DATA:

──────

PR #371, opened 2021-10-26
Replace Vapor with ApodiniNetworking

lukaskollmer:
# Replace Vapor with ApodiniNetworking

This PR removes Vapor --- throughout the entirely of Apodini, i.e. the "core" targets, as well as all interface exporters and all tests --- from the project, and replaces it with a custom HTTP server built on top of Swift-NIO.

Replacing Vapor with a custom HTTP component allows us greater flexibility and control when interacting with HTTP-based requests. Since we were using only a small subset of Vapor's functionality to begin with (essentially just the HTTP routing, their testing APIs, and, in the case of the WebSocketInterfaceExporter, the HTTP-to-WebSocket upgrade mechanism), and most of Apodini was already in a way that the concrete details of dealing with HTTP interactions were abstracted away from directly using the respective Vapor APIs, this change slims down Apodini by removing unnecessary dependencies and unifying HTTP-related behaviour across all targets and interface exporters.

More specifically, ApodiniNetworking replaces all Vapor components and APIs we were using (e.g.: a HTTP server, the ability to register routes on that server, the ability to define these individual routes' responders, access to raw request and response objects, etc) with somewhat more "low-level" APIs, insofar as that many things which previously were abstracted away by Vapor using APIs we weren't using are now replaced by more bare-bones  (and therefore also more flexible) APIs, which should also allow Apodini better control over how exactly specifics of HTTP interactions are handled.
Example: Vapor defined a pretty expansive API for accessing request or response content, via a set of custom decoders and encoders, etc. Apodini wasn't using any of that, but instead always directly accesssed the underlying body storage. We now always expose direct access to a request's or response's raw bytes, and can simply pipe that through to Apodini's en/decoding facilities. This more direct access also enables things like the below-mentioned HTTP/2 streaming responses.

Looking into the future, this more direct access to the underlying HTTP happenings (particularly things like HTTP/2 connections and streams) will be useful when (re-)implementing the gRPC and GraphQL interface exporters.

## :gear: Release Notes 
- Removed the `ApodiniVaporSupport` target, which means that `app.vapor.app` is no longer a thing. If you want to register custom HTTP routes, you can import the `ApodiniNetworking` target and use the `app.httpServer` property to access ApodiniNetworking's HTTP server.
So, what previously was
```swift
app.vapor.app.get("path") { req in res }
```
now becomes
```swift
app.httpServer.registerRoute(.GET, "path") { req in res }
```

I tried to limit this PR to only the changes required to replace Vapor, but there's a couple of additional things to note:
- New Features
  - The HTTP interface exporter now supports proper service-side-streaming HTTP, instead of the previous behaviour which consisted of simply waiting until all responses were sent by the handler, and then returning them all at once to the client.
  - This also means that service-side-streaming HTTP endpoints will no longer return a JSON-encoded array of objects of the handler's response type (e.g. a `[String]` for a streaming handler returning `String`s), but instead simply return a byte stream consisting of the (individually encoded) responses received from the handler)
  - Improved HTTP/2 support. Enabling TLS will now implicitly also enable HTTP/2. This kinda was sometimes already the case before, but now it's explicit and we have proper handling of it.
  - Adds type-safe APIs for defining and working with HTTP headers. This is pretty nice in fact, because it allows us to interpret the (at HTTP-header-level always string-based) header values using their respective native swift types, and it also allows us to differentiate between single-value and multi-value headers. (E.g. when accessing a header which is defined in the spec as only ever having at most one value, you won't get an array anymore but instead just that one value).
    - This means that we now also have two (currently separate) implementations of MIME types (or, to use the correct term, media types). At some point we probably should merge the two (the existing one is only ever used in one place, to define a `Blob` response's content type), but that isn't part of this PR since there's some dependency conflicts between the two targets involved.
- Changes:
  - We no longer allow registering multiple routes for the same HTTP Method / path combination. This was possible in the past because Vapor allowed it, but it doesn't make sense since there is no way to influence which of the multiple routes registered for a single endpoint should in fact get invoked when handling a request. This mainly is an issue when enabling the REST and HTTP interface exporters simultaneously, since these two will both register a web service's handlers onto the same paths.
- Removed Features
  - Removed FCM support from the ApodiniNotifications target, since that doesn't work w/out Vapor (this change has @PSchmiedmayer's blessing)
  - Temporarily broke the AWS Lambda Deployment Provider, since the "Lambda Events ↔ Apodini HTTP Server" integration was implemented entirely on the assumption that the underlying `Apodini.Application` would be using a vapor-based http server. This functionality will be restored in a future PR.

### Related PRs
#370 will probably be affected by this, since I rewrote a decent chunk of the HTTP-config-related code

### Testing
All tests were migrated from using the Vapor-based testing facilities (i.e. the stuff defined in XCTVapor) to using new ApodiniNetworking-specific testing facilities. These are pretty similar to what Vapor offered, meaning that the general structure of Apodini's test cases remains unaffected.
There are currently no test cases for explicitly testing ApodiniNetworking's functionality, but since for essentially all of the WebService- and InterfaceExporter-tests succeeding is contingent on the HTTP server functioning as expected, this isn't a problem (i.e. if the HTTP server doesn't work as expected, the other tests, which rely on the HTTP server, won't pass either).

### State of the PR
This isn't 100% complete yet, but it's complete enough that it can be reviewed. There's like a handful of TODOs currently still in the code, all of which will are small and trivial changes and will be resolved shortly, so that shouldn't impede on reviewing the general implementation.

### Reviewer Nudging
Essentially all of the new code (relating to the networking APIs) is located in the `Sources/ApodiniNetworking` target, so I guess that's a good starting point.
One specific thing I'd like explicit feedback on, because I'm not quite sure whether it's a good implementation, or whether it behaves the way we want it to in the first place, is in ServiceSideStreaming.swift, the implementation for handling service-side streams. It works, but I feel like it shouldnt? (I don't have a ton of experience with the new concurrency stuff, so I can't really judge whether this is a good / good enough implementation)


Sources/ApodiniNetworking/URI.swift
```diff
@@ -0,0 +1,123 @@
...
+//
+// SPDX-License-Identifier: MIT
+//
+
+import Foundation
+import ApodiniUtils
+
+
+/// A URL
+public struct URI: LosslessStringConvertible {
```
moritzsternemann: URL or URI? 😜

Sources/ApodiniNetworking/URI.swift
```diff
@@ -0,0 +1,123 @@
...
+        self.path = path
+        self.rawQuery = rawQuery.hasPrefix("?") ? String(rawQuery.dropFirst()) : rawQuery
+        self.fragment = fragment
+        self.queryItems = .init(
+            uniqueKeysWithValues: (URLComponents(string: "?\(self.rawQuery)")?.queryItems ?? []).map { ($0.name, $0.value) }
+        )
+    }
+    
+    public init?(string: String) {
+        guard let nsUrl = URL(string: string) else {
```
moritzsternemann: it's not a `NSURL` 🤨

Sources/ApodiniNetworking/URI.swift
```diff
@@ -0,0 +1,123 @@
...
+        }
+        if !fragment.isEmpty {
+            retval.append("#\(fragment)")
+        }
+        return retval
+    }
+    
+    
+    /// Constructs, from this `URL`, a `Fondation.URL`
+    public func toNSURL() -> URL {
```
moritzsternemann: Again, not a `NSURL`.

Sources/ApodiniNetworking/MediaType.swift
```diff
@@ -0,0 +1,139 @@
...
+    /// gRPC media type subtype suffix options
+    public enum GRPCEncodingOption: String {
+        case proto = "proto"
+        case json = "json"
+    }
+    
+    /// Creates a gRPC media type with the specified encoding appended as the subtype's suffix
+    public static func gRPC(_ encoding: GRPCEncodingOption) -> HTTPMediaType {
+        HTTPMediaType(type: "application", subtype: "grpc+\(encoding.rawValue)")
+    }
```
moritzsternemann, line 138: I don't know that much about Apodini's modularization yet, but I think maybe this gRPC-specific stuff shouldn't be in the "general HTTP module" but in the `ApodiniGRPC` module instead?

Sources/ApodiniNetworking/Utils.swift
```diff
@@ -0,0 +1,87 @@
...
+    /// Reads all data currently in the byte buffer, without moving the reader index (i.e. non-consuming).
+    public func getAllData() -> Data? {
+        self.getData(at: 0, length: self.writerIndex)
+    }
+}
+
+
+extension HTTPResponseStatus {
+    /// Creates a `Vapor``HTTPStatus` based on an `Apodini` `Status`.
+    /// - Parameter status: The `Apodini` `Status` that should be transformed in a `Vapor``HTTPStatus`
```
moritzsternemann:
```suggestion
    /// Creates a `HTTPResponseStatus` based on an `Apodini` `Status`.
    /// - Parameter status: The `Apodini` `Status` that should be transformed in a `HTTPResponseStatus`
```

Sources/ApodiniNetworking/Utils.swift
```diff
@@ -0,0 +1,87 @@
...
+        case .redirect:
+            self = .seeOther
+        }
+    }
+}
+
+
+extension HTTPMethod {
+    /// Creates a `Vapor``HTTPMethod` based on an `Apodini` `Operation`.
+    /// - Parameter operation: The `Apodini` `Operation` that should be transformed in a `Vapor``HTTPMethod`
```
moritzsternemann:
```suggestion
    /// Creates a `HTTPMethod` based on an `Apodini` `Operation`.
    /// - Parameter operation: The `Apodini` `Operation` that should be transformed in a `HTTPMethod`
```

Sources/ApodiniNetworking/Utils.swift
```diff
@@ -0,0 +1,87 @@
...
+        case .delete:
+            self =  .DELETE
+        }
+    }
+}
+
+
+extension HTTPHeaders {
+    /// Creates a `Vapor``HTTPHeaders` instance based on an `Apodini` `Information` array.
+    /// - Parameter information: The `Apodini` `Information` array that should be transformed in a `Vapor``HTTPHeaders` instance
```
moritzsternemann:
```suggestion
    /// Creates a `HTTPHeaders` instance based on an `Apodini` `Information` array.
    /// - Parameter information: The `Apodini` `Information` array that should be transformed in a `HTTPHeaders` instance
```

Package.swift
```diff
@@ -107,7 +104,9 @@ let package = Package(
         .package(url: "https://github.com/Apodini/ApodiniMigrator.git", .upToNextMinor(from: "0.1.0")),
 
         // TypeInformation
-        .package(url: "https://github.com/Apodini/ApodiniTypeInformation.git", .upToNextMinor(from: "0.2.0"))
+        .package(url: "https://github.com/Apodini/ApodiniTypeInformation.git", .upToNextMinor(from: "0.2.0")),
+        .package(url: "https://github.com/swift-server/async-http-client.git", from: "1.0.0"),
```
bauer-andreas: Might add a empty line so the `// TypeInformation` line isn't incorrect interpreted to apply to those two lines as well.

Sources/Apodini/Configurations/Configuration.swift
```diff
@@ -71,14 +71,10 @@ public struct EmptyCommand: ParsableCommand {
 
 extension Array: Configuration where Element == Configuration {
     public func configure(_ app: Application) {
-        forEach {
-            $0.configure(app)
-        }
+        forEach { $0.configure(app) }
```
bauer-andreas, line 74: Maybe a nitty, but I'm not sure, therefore I ask. Is this in line with our style guide? Same below.

Sources/Apodini/Semantic Model Builder/Model/Endpoint.swift
```diff
@@ -59,12 +59,8 @@ public struct Endpoint<H: Handler>: _AnyEndpoint {
     }
     
     public subscript<S>(_ type: S.Type) -> S where S: KnowledgeSource {
-        get {
-            self.blackboard[type]
-        }
-        nonmutating set {
-            self.blackboard[type] = newValue
-        }
+        get { blackboard[type] }
```
bauer-andreas, line 62: Same as above, just for the record.

Sources/ApodiniOpenAPI/Document/OpenAPIComponentsObjectBuilder.swift
```diff
@@ -11,7 +11,7 @@ import Apodini
 import ApodiniREST
 import ApodiniUtils
 import ApodiniTypeInformation
-import ApodiniVaporSupport
+//import ApodiniVaporSupport
```
bauer-andreas: Overlooked?

Sources/ApodiniREST/RESTInterfaceExporter.swift
```diff
@@ -90,25 +96,33 @@ final class RESTInterfaceExporter: InterfaceExporter, TruthAnchor {
         let absolutePath = endpoint.absoluteRESTPath
         absolutePath.build(with: &pathBuilder)
 
-        let routesBuilder = pathBuilder.routesBuilder(app)
+        //let routesBuilder = pathBuilder.routesBuilder(app)
```
bauer-andreas: forgotten?

Sources/ApodiniREST/RESTInterfaceExporter.swift
```diff
@@ -70,15 +73,18 @@ extension REST {
...
     
     /// Initialize `RESTInterfaceExporter` from `Application`
     init(_ app: Apodini.Application,
-         _ exporterConfiguration: REST.ExporterConfiguration = REST.ExporterConfiguration()) {
-        self.app = app.vapor.app
-        self.configuration = REST.Configuration(app.vapor.app.http.server.configuration)
+         _ exporterConfiguration: REST.ExporterConfiguration = REST.ExporterConfiguration()
+    ) {
+        self.app = app
+        //self.app = app.vapor.app
```
bauer-andreas: forgotten?

Sources/ApodiniREST/RESTInterfaceExporter.swift
```diff
@@ -70,15 +73,18 @@ extension REST {
 final class RESTInterfaceExporter: InterfaceExporter, TruthAnchor {
     static let parameterNamespace: [ParameterNamespace] = .individual
     
-    let app: Vapor.Application
+    //let app: Vapor.Application
```
bauer-andreas: forgotten?

Sources/ApodiniREST/RESTInterfaceExporter.swift
```diff
@@ -146,7 +162,8 @@ final class RESTInterfaceExporter: InterfaceExporter, TruthAnchor {
         }
         
         // Set option to activate case insensitive routing, default is false (so case-sensitive)
-        self.app.routes.caseInsensitive = self.exporterConfiguration.caseInsensitiveRouting
+        //self.app.routes.caseInsensitive = self.exporterConfiguration.caseInsensitiveRouting
```
bauer-andreas: forgotten?

Sources/ApodiniREST/RESTPathBuilder.swift
```diff
@@ -26,11 +27,11 @@ struct RESTPathBuilder: PathBuilder {
...
     mutating func append<Type>(_ parameter: EndpointPathParameter<Type>) {
-        pathComponents.append(.parameter(parameter.pathId))
+        pathComponents.append(.namedParameter(parameter.pathId))
         pathString.append("{\(parameter.name)}")
     }
 
-    func routesBuilder(_ app: Vapor.Application) -> Vapor.RoutesBuilder {
-        app.routes.grouped(pathComponents)
-    }
+//    func routesBuilder(_ app: Vapor.Application) -> Vapor.RoutesBuilder {
```
bauer-andreas: forgotten?

Sources/ApodiniREST/ResponseContainer.swift
```diff
@@ -56,27 +59,30 @@ public struct ResponseContainer: Encodable, ResponseEncodable {
...
-    public func encodeResponse(for request: Vapor.Request) -> EventLoopFuture<Vapor.Response> {
-        let response = Vapor.Response()
-        response.headers = HTTPHeaders(information)
+    public func encodeResponse(for request: HTTPRequest) -> EventLoopFuture<HTTPResponse> {
+        let response = HTTPResponse(
+            version: request.version,
+            status: .ok,
+            headers: HTTPHeaders(information)
+        )
+        //response.headers = HTTPHeaders(information)
```
bauer-andreas: forgotten?

Sources/ApodiniREST/ResponseContainer.swift
```diff
@@ -56,27 +59,30 @@ public struct ResponseContainer: Encodable, ResponseEncodable {
...
+            response.status = containsNoContent ? .noContent : .ok
         }
         
         do {
             if !containsNoContent {
-                try response.content.encode(self, using: self.encoder)
+                var buffer = ByteBuffer()
+                try self.encoder.encode(self, to: &buffer, headers: &response.headers)
+                response.bodyStorage = .buffer(buffer)
+                    //try response.content.encode(self, using: self.encoder)
```
bauer-andreas: forgotten?

Sources/ApodiniWebSocket/Infrastructure/ConnectionResponsible.swift
```diff
@@ -148,41 +144,31 @@ class ConnectionResponsible: Identifiable {
     
     private func processOpenMessage(from rootObject: [String: Any], retrieving context: inout UUID?) throws {
         let openMessage = try OpenContextMessage(json: rootObject)
-
```
bauer-andreas, line 151: not sure if all the empty line removals improve readability(?)

Sources/XCTApodini/Mocks/MockExporter.swift
```diff
@@ -8,8 +8,8 @@
 
 #if DEBUG || RELEASE_TESTING
 import Foundation
-import class Vapor.Application
-import class Vapor.Request
+//import class Vapor.Application
+//simport class Vapor.Request
```
bauer-andreas: forgotten?

Tests/ApodiniDeployTests/LambdaDeploymentProviderTests.swift
```diff
@@ -19,15 +20,13 @@ import SotoApiGatewayV2
...
     private var taskStdioObserverToken: AnyObject?
     
     
     func testLambdaDeploymentProvider() throws { // swiftlint:disable:this function_body_length cyclomatic_complexity
-        guard Self.shouldRunDeploymentProviderTests else {
-            print("Skipping test case '\(#function)'.")
-            return
-        }
+        throw XCTSkip() // Remove this once the lambda DP is fixed
+        //try XCTSkipUnless(Self.shouldRunDeploymentProviderTests)
```
bauer-andreas, line 29: forgotten?

Tests/ApodiniTests/ComponentTests/ComponentTests.swift
```diff
@@ -50,18 +52,14 @@ class ComponentTests: ApodiniTests {
         TestWebService().start(app: app)
         
         
-        try app.vapor.app.test(.GET, "/v1/") { res in
+        //try app.vapor.app.test(.GET, "/v1/") { res in
```
bauer-andreas: forgotten?

Tests/ApodiniTests/MigratorTests/ApodiniMigratorTests.swift
```diff
@@ -99,7 +101,8 @@ final class ApodiniMigratorTests: ApodiniTests {
         XCTAssertEqual(Self.migratorConfig.command._commandName, "migrator")
         XCTAssertEqual(Self.migratorConfig.command.configuration.subcommands.count, 3)
         
-        XCTAssert(app.vapor.app.routes.all.isEmpty)
+        //XCTAssert(app.vapor.app.routes.all.isEmpty)
```
bauer-andreas: forgotten?

Tests/ApodiniTests/MigratorTests/ApodiniMigratorTests.swift
```diff
@@ -136,9 +139,10 @@ final class ApodiniMigratorTests: ApodiniTests {
         
         start()
         
-        try app.vapor.app.test(.GET, path) { response in
+        //try app.vapor.app.test(.GET, path) { response in
```
bauer-andreas: forgotten?

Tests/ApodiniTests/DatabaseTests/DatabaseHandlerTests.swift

──────

TO DO: Through the line that holds "This PR removes", repeat the material above exactly, starting at its first line.

RESPONSE AREA:
PR #371, opened 2021-10-26
Replace Vapor with ApodiniNetworking

lukaskollmer:
# Replace Vapor with ApodiniNetworking

This PR removes Vapor --- throughout the entirely of Apodini, i.e. the "core" targets, as well as all interface exporters and all tests --- from the project, and replaces it with a custom HTTP server built on top of Swift-NIO.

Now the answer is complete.